▶ INFORMATION SUPPLIED
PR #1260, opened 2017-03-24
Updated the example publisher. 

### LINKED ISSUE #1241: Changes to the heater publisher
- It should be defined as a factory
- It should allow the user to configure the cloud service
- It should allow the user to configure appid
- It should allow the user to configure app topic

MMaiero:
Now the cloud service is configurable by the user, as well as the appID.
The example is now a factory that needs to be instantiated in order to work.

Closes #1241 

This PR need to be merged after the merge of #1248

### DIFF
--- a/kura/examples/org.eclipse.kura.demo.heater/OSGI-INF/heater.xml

--

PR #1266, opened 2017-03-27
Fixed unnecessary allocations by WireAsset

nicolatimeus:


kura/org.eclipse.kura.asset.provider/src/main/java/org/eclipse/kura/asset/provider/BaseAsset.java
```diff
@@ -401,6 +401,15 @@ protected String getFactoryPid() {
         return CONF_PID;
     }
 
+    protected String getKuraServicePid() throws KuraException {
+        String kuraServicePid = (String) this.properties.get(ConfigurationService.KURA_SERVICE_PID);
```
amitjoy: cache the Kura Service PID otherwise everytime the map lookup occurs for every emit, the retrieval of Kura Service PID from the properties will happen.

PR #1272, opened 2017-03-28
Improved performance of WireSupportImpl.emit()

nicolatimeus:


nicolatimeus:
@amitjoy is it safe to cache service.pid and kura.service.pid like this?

▶ WHAT IS NEEDED
Among the lines above, find each one containing the string "publisher" and copy it.

▶ SOLUTION TO THIS TASK
Updated the example publisher. 
### LINKED ISSUE #1241: Changes to the heater publisher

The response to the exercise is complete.